You were right, too. He screeched and banged his fists in protest. He wanted out of that stroller. But his mother held firm and calmly told him “no”, over and over. He put up a good (and loud!) fight, but it was clear he was not going to be the victor that morning.
You were probably thinking to yourself, “why can’t she just take him out so he’ll shut up already?!” You probably thought that all of the glaring that you did in their direction was somehow helpful to the situation. A situation that that mother clearly did not want to be in, now that more than half of the train had quieted down to stare at her and see what was going on. Call me crazy, but I imagine you are a strong proponent of these new “no children” policies that airlines are touting.
Five years ago, I would have thought and done those very same things. But since that time, I had a daughter. My self-importance, much less my opinion about public spaces and the folks who use them, has done an about face.
When I was in your shoes, I wasn’t compassionate enough to realize that no parent or caregiver wants to create a noisy scene that disrupts others going about their daily business. I wasn’t patient enough to understand that everyone has bad days, as adults and as kids. I wasn’t seasoned enough to know that sometimes the only way for a two year old to get his point across—even in the most communicative, structured and loving of homes—is by growling like a distressed lion simply because he does not have the language to express himself like we do. I wasn’t smart enough to realize that this situation had nothing to do with proper discipline but rather that he was just very young and having a stressful moment. I wasn’t empathic enough to appreciate that maybe she is, in fact, taking her son to an invasive or heartbreaking medical procedure and she has no other way to get there. Or, even still, that her young son knows what’s in store for the morning ahead. That maybe she is trying to get out of a stressful living situation or has a mother who is dying, and that that train ride to wherever she was going was the first hands-free respite she had to herself all morning. I wasn’t sensitive enough to think that maybe her son has some involuntary, sensory-based aversion to loud noises or motion. I wasn’t humble enough to realize that I may have screamed exactly the same way more than thirty years ago when I was unwillingly strapped into a stroller.
I wasn’t kind enough to give either of them a break for those twelve minutes.
I am not sure if you have children or not, like them or hate them. It really doesn’t matter. I’m not saying we have to be doormats or put up with aggressive or abusive treatment by others, but the fact of the matter is that we all have to learn how to be a little more forgiving of each other when sharing our world, even when—especially when—it is uncomfortable.
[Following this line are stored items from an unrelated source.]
PR #5611, opened 2024-10-21
feat: connect badge modal to real data

dyersituations:
https://kiva.atlassian.net/browse/MP-838

- Added the badge modal back to the MyKiva page
- Connected with real Contentful + achievement service data
- Added unit testing for composables in previous PR
- Fixed issue with unit test package.json command
- Other minor cleanup

Next steps (same ticket):
- Different badge states in journey
- Caption + button in journey

image

image


src/components/MyKiva/BadgeModalContentJournal.vue
```diff
@@ -1,7 +1,7 @@
 <template>
 	<div>
 		<p>
-			{{ description }}
+			{{ badge.fields.shareFact }}
```
roger-in-kiva, line 4: Is this a required field?

dyersituations: Nope, but we need to discuss further what field to use. I just chose one that we could use for now.

roger-in-kiva (approved):

PR #5615, opened 2024-10-24
feat: user achievements query updated

roger-in-kiva:
- user achievements query updated


src/pages/Portfolio/LendingStats/LendingStatsPage.vue
```diff
@@ -157,18 +157,15 @@ export default {
...
 	created() {
 		this.apollo.query({
-			query: userAchievementsProgress,
-			variables: {
-				userId: this.userId.toString(),
-			},
+			query: userAchievementProgressQuery,
 		}).then(({ data }) => {
-			this.allAchievements = data?.userAchievementProgress?.achievementProgress ?? [];
+			this.allAchievements = data?.userAchievementProgress?.lendingAchievements ?? [];
```
dyersituations, line 162: The lender profile doesn't currently show tiered badges, correct? It looks like these changes utilize the old `lendingAchievements` query.

roger-in-kiva: Not sure what you mean. is this helpful?
https://kiva.atlassian.net/browse/MP-923?focusedCommentId=359210

src/graphql/query/userAchievementProgress.graphql
```diff
@@ -1,9 +1,19 @@
 query UserAchievementProgress {
   userAchievementProgress {
     id
+    lendingAchievements {
```
dyersituations, line 4: These two queries were combined, but I only see locations where we use either `lendingAchievements` or `tieredLendingAchievements`. Do we need this combined version or separate queries?

roger-in-kiva: This will be helpful for this my kiva ticket: https://kiva.atlassian.net/browse/MP-951

src/pages/Portfolio/LendingStats/LendingStatsPage.vue
dyersituations: Does `lendingAchievements` include the new tiered badges as well? Or are those not included yet? And the comment mentions checking all of the milestones, but it doesn't look like we're doing that yet. And I don't know if this code covers the climate badge situation.

roger-in-kiva: Oh no, they are separated as you see in your comment about the query below.

src/graphql/query/userAchievementProgress.graphql
dyersituations: Okay that makes sense. I hadn't seen that ticket before, but I see that it's a new ticket.

src/pages/Portfolio/LendingStats/LendingStatsPage.vue
dyersituations: Okay makes sense. What about checking all milestones of an old achievement, like John mentioned? It looks like we're just checking the first milestone. And do we need special casing for the climate badge?

roger-in-kiva: Based on John's comment:

> for the lendingMilestones (the non-tiered ones) they are complete if all the milestones are complete

The first one will be complete if all are complete, for the edge case as climate badge.

dyersituations: Ah gotcha. Do we have special casing already for the climate badge?

roger-in-kiva: Seems like not. Do you see smt different?

dyersituations: Not seeing anything, but if we haven't had it, maybe we don't need the special casing here.

dyersituations:
@roger-in-kiva changes here look good, but like we discussed, I don't think we can merge at the moment. Could you post in the team slack channel, asking the BE engineers the timeline on getting the achievement service to prod?

PR #5620, opened 2024-10-28
feat: composable for tiered badge data

dyersituations:

- Partial implementation to allow for other engineers to utilize this work
- Created composable for combining badge tiered achievements and contentful data
- Work to come: comments, unit tests, using on MyKiva correctly, etc.
- This doesn't break the page more than it already is currently 😄

### DIFF
--- a/src/composables/useBadgeData.js
+++ b/src/composables/useBadgeData.js
@@ -1,0 +1,126 @@
+import { onMounted, ref, computed } from 'vue';
+import userAchievementProgressQuery from '#src/graphql/query/userAchievementProgress.graphql';
+import contentfulEntriesQuery from '#src/graphql/query/contentfulEntries.graphql';
+import logReadQueryError from '#src/util/logReadQueryError';
+import { defaultBadges } from '#src/util/achievementUtils';
+
+/**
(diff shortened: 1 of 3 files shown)


src/composables/useBadgeData.js
```diff
@@ -0,0 +1,126 @@
...
+	 *   "level": undefined
+	 * }
+	 */
+	const badgeData = computed(() => {
+		const badges = [];
+
+		// Ensure data loaded from both achievement service and Contentful
+		if (badgeAchievementData.value && badgeContentfulData.value) {
+			// Currently only targeting specific tiered badges
+			defaultBadges.forEach(badgeKey => {
```
roger-in-kiva, line 84: I guess we need a more generic data return and not for default ones only, as in my achievements section we need to verify all of them and show the earned tiers as well.

dyersituations: Ah, I didn't realize we were showing everything in that section. Okay, I'll change this real quick.

dyersituations: Done.

roger-in-kiva (approved):
Looks good, thanks!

Whether it is at the grocery store, on an airplane, a restaurant or on the subway, we have to learn how to put up with each other a little better. Nobody is perfect, not even prim and proper well-heeled professionals like you. The kids who cry and scream (for whatever reason) and the parents who submit to it for the time being (for whatever reason). The folks among us who talk or move a little slower than we’d like them too. People who are entirely rude beyond reason, but have not been able to process their troubles in a more productive way. We are all guilty of having our less than finer moments. It is what makes us human.
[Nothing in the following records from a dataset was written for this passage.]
PR #5622, opened 2024-10-28
feat: continue expanding use of tiered badge data

dyersituations:

- Next step is getting the badges section of MyKiva to show the correct badge title, level, and icon based on the current in-progress tier
- Added unit testing for new composable (mostly adding lots of mock data to make a realistic test)
- Fixed small spacing issue on MyKiva badge section badges
- Moved tier date cleanup to composable
- Moved Vue lifecycle methods out of composable so it could be reused as a util
- Other minor cleanup, like commenting

image

### DIFF
--- a/src/composables/useBadgeData.js
+++ b/src/composables/useBadgeData.js
@@ -1,4 +1,4 @@
-import { onMounted, ref, computed } from 'vue';
+import { ref, computed } from 'vue';
 import userAchievementProgressQuery from '#src/graphql/query/userAchievementProgress.graphql';
 import contentfulEntriesQuery from '#src/graphql/query/contentfulEntries.graphql';
 import logReadQueryError from '#src/util/logReadQueryError';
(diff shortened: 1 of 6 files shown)


src/composables/useBadgeData.js
```diff
@@ -1,26 +1,35 @@
...
 	});
 
-	const fetchAchievementData = () => {
+	/**
+	 * Calls Apollo to get the badge achievement service data
+	 */
+	const fetchAchievementData = apollo => {
 		apollo.query({ query: userAchievementProgressQuery })
 			.then(result => {
 				badgeAchievementData.value = result.data?.userAchievementProgress?.tieredLendingAchievements ?? [];
```
roger-in-kiva, line 35: Can we add `lendingAchievements` here?

dyersituations: Wouldn't we need to use both to get all achievements (old and new)?

roger-in-kiva: We need both, for the journey and earned badges, these last ones includes both.
Probably we can also just call the new field `achievements` on the query, to get both in a call.

dyersituations: What do you mean by the new field `achievements`? I'm not seeing that in the gql sandbox.

roger-in-kiva: For real? That one includes both cases.

Screenshot 2024-10-28 at 5 08 25 p m

dyersituations: Ah, on the parent, got it, thanks.

I'll do this in a follow-up PR.

roger-in-kiva: Thanks!

roger-in-kiva (approved):

PR #5626, opened 2024-10-29
feat: connect journey tiered data

dyersituations:

- The badge section now shows the correct badge icon: in-progress tier or next tier if no progress
- Badge journey now shows the correct badge icons per tier
- Badge journey now shows the level names from Contentful
- Updated stories with correct data format
- Fixed issue with badge modal opening to incorrect state
- Fixed size of locked badge icon
- Resolved Vue warning related to badge title prop being `null`
- Removed `isBadgeImageLoaded` since images are now the same square size and smaller + faster loading
- Generally cleaned up how badge data is combined and passed from the MyKiva page
- Fixed issues with the small progress circle in the badge journey
- Entire badge is now clickable in MyKiva badge section

image

image


src/components/MyKiva/BadgeInProgress.vue
```diff
@@ -200,11 +176,11 @@ const onInteractCarousel = interaction => {
 	$kvTrackEvent('carousel', 'click-carousel-horizontal-scroll', interaction);
 };
 
-const badgeName = computed(() => props.badge?.fields?.challengeName ?? '');
+const badgeName = computed(() => props.badge?.challengeName ?? '');
 // TODO: Replace once the work of using the icon of the correct in-progress badge level is complete
 const badgeImage = computed(() => props.badge?.fields?.badgeImage?.fields?.file?.url ?? '');
 const badgeLevel = computed(() => props.badge?.fields?.level ?? '');
-const totalProgress = computed(() => props.badge?.totalProgressToAchievement ?? 0);
+const totalProgress = computed(() => props.badge?.achievementData?.totalProgressToAchievement ?? 0);
```
roger-in-kiva, line 183: Do we need reactive props here?

dyersituations: Probably, since the modal can be re-opened with another badge.

roger-in-kiva: Same for other cases...

dyersituations: Right, I'm assuming we generally want reactivity here for when the badge modal is re-opened with another badge.

roger-in-kiva: It's some upcoming work for that?

dyersituations: What do you mean, these fields are already reactive, `computed` based on `props`?

roger-in-kiva: True! I mean if passing toRefs is needed...

dyersituations: It shouldn't be needed, since we're not deconstructing the props.

PR #5628, opened 2024-10-29
feat: minor changes to badges so we can start functional testing

dyersituations:


src/pages/Portfolio/MyKiva/MyKivaPage.vue
```diff
@@ -88,7 +88,7 @@
 					>
 						My impact journeys
 					</h3>
-					<BadgesSection :badge-data="badgeData" @badge-clicked="handleBadgeClicked" />
+					<BadgesSection :badge-data="badgeData" @badge-clicked="handleBadgeSectionClicked" />
 
 					<BadgeModal
```
roger-in-kiva, line 93: I guess we can move BadgeModal outside journeys section to use it from others like My Achievements and header badge tile; so, at some point we can hide some of them w/o affecting the BadgeModal rendering.

dyersituations: `BadgeModal` currently works for the 3 use cases (with some work left). What are you referring to specifically?

dyersituations: Those other use cases should work with some small changes to code.

roger-in-kiva: I'm just referring that is wrapped by the Journeys section in MyKivaPage component right now.
So, for a more generic structure could be move outside that section, probably below the www-page element.

I can also do that in my work, but should be nice if agree having on this PR.

dyersituations: Ah, it doesn't really matter where that component lives in the page, as it is a modal. Go ahead and move it with your changes, if that makes more sense somewhere else.

roger-in-kiva (approved):

mcstover (approved):

PR #240, opened 2026-06-24
Removed examples from TB and added a tag to build TB from that repo t…

urtiwari:
Removed the TransferBench example tests (1–6) from the test code, health config, and docs.

Pinned TransferBench installs to v1.67.00 via a new git_tag config field and post-clone checkout in install_transferbench.py.

Added GFX_TEMPORAL=3 and GFX_UNROLL=32 to the scaling test command.

### DIFF
--- a/cvs/tests/health/install/install_transferbench.py
+++ b/cvs/tests/health/install/install_transferbench.py
@@ -183,6 +183,7 @@ def test_install_transferbench(orch, config_dict):
     Steps:
       - Ensure git_install_path exists on all nodes.
       - Clone TransferBench repo under git_install_path on every node.
+      - Checkout the configured git tag.
       - Build on all nodes using detected ROCM_PATH and HIPCC.
       - Verify the build artifact is present on each node.
 
@@ -193,6 +194,7 @@ def test_install_transferbench(orch, config_dict):
       config_dict (dict): Includes:
         - git_install_path: directory to clone/build
         - git_url: repository URL
+        - git_tag: git tag to checkout after clone
     """
 
     globals.error_list = []
@@ -213,6 +215,13 @@ def test_install_transferbench(orch, config_dict):
         timeout=120,
     )
 
+    tb_src = f'{git_install_path}/TransferBench'
+    git_tag = config_dict['git_tag']
+    out_dict = orch.exec(
+        f"bash -c 'cd {tb_src} && git checkout {git_tag}'",
+        timeout=120,
+    )
+
     # Detect ROCm path and compiler
     rocm_path = detect_rocm_path(orch, config_dict.get('rocm_path', ''))
     hip_compiler = detect_hip_compiler(orch, rocm_path)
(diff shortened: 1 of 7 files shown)


cvs/tests/health/install/install_transferbench.py
```diff
@@ -213,6 +215,13 @@ def test_install_transferbench(orch, config_dict):
         timeout=120,
     )
 
+    tb_src = f'{git_install_path}/TransferBench'
+    git_tag = config_dict['git_tag']
+    out_dict = orch.exec(
+        f"bash -c 'cd {tb_src} && git checkout {git_tag}'",
+        timeout=120,
+    )
```
solaiys, line 227: **Blocking (correctness): the `git checkout` result isn't verified, so the version pin can silently fail open.**

- The `out_dict` returned by this `git checkout` is discarded — there's no per-node error check.
- The only post-install verification is `ls -l {git_install_path}/TransferBench` (line 239), which confirms the **clone** directory exists, not that the **tag** was actually checked out.
- So if `git checkout {git_tag}` fails (tag missing, dirty/detached tree, fetch issue), the build below proceeds on the **default branch**, the test still passes, and you get a false-green that looks like `v1.67.00` but isn't.
- Pinning to `v1.67.00` is the whole purpose of this PR, so an unverified checkout makes the pin a no-op exactly when it matters.

Suggested fix — scan the checkout output the same way the install step does:

```suggestion
    out_dict = orch.exec(
        f"bash -c 'cd {tb_src} && git checkout {git_tag}'",
        timeout=120,
    )
    # Fail loudly if the tag checkout did not succeed; otherwise the build below
    # silently falls back to the default branch and the version pin is a no-op.
    for node in out_dict.keys():
        if re.search(r'error:|fatal:|did not match any', out_dict[node] or '', re.I):
            fail_test(f'TransferBench checkout of tag {git_tag} failed on node {node}: {out_dict[node]}')
```

- Even stronger (optional): assert the resolved HEAD matches the tag — e.g. run `git describe --tags`/`git rev-parse HEAD` after checkout and compare against `{git_tag}` — so a wrong-but-non-erroring checkout is also caught.

cvs/tests/health/install/install_transferbench.py
```diff
@@ -213,6 +215,13 @@ def test_install_transferbench(orch, config_dict):
         timeout=120,
     )
 
+    tb_src = f'{git_install_path}/TransferBench'
+    git_tag = config_dict['git_tag']
```
solaiys: **Minor (robustness): `git_tag` is read with a bare subscript.**

- This is inconsistent with the nearby `config_dict.get('rocm_path', '')` and `config_dict.get(...)` usage.
- `git_tag` is now effectively required for every TransferBench health config; an older or copied config without it will crash here with an opaque `KeyError` instead of a clear, actionable message.
- Only `mi300_health_config.json` exists today (and it does define `git_tag`), so this isn't a current crash — it's future-proofing for other configs.

Suggested fix — fail cleanly with a clear message when it's absent:

```suggestion
    git_tag = config_dict.get('git_tag')
    if not git_tag:
        fail_test('TransferBench config is missing the required "git_tag" field')
        update_test_result()
        return
```

solaiys (commented):
Reviewed the TransferBench changes. The example-test removal is clean (no dangling references to `example_tests_path` / `example_results` / the removed functions), and the scaling-test env-var change looks fine.

One blocking correctness issue on the new version-pin checkout, plus a minor robustness nit on the `git_tag` lookup — both inline.

solaiys (approved):
Both comments are addressed.
LGTM.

So I hope you will remember this the next time you are near a noisy, unhappy kid or some other person who has rattled your otherwise peaceful day: these are all mere moments in time, nothing more than a few minutes or, at worst, a couple of hours. What better time for you to dig a little deeper into your reserves of patience and empathy, and offer it as a gift to the other person, knowing that you made the world a little more peaceful that day, even if they couldn’t.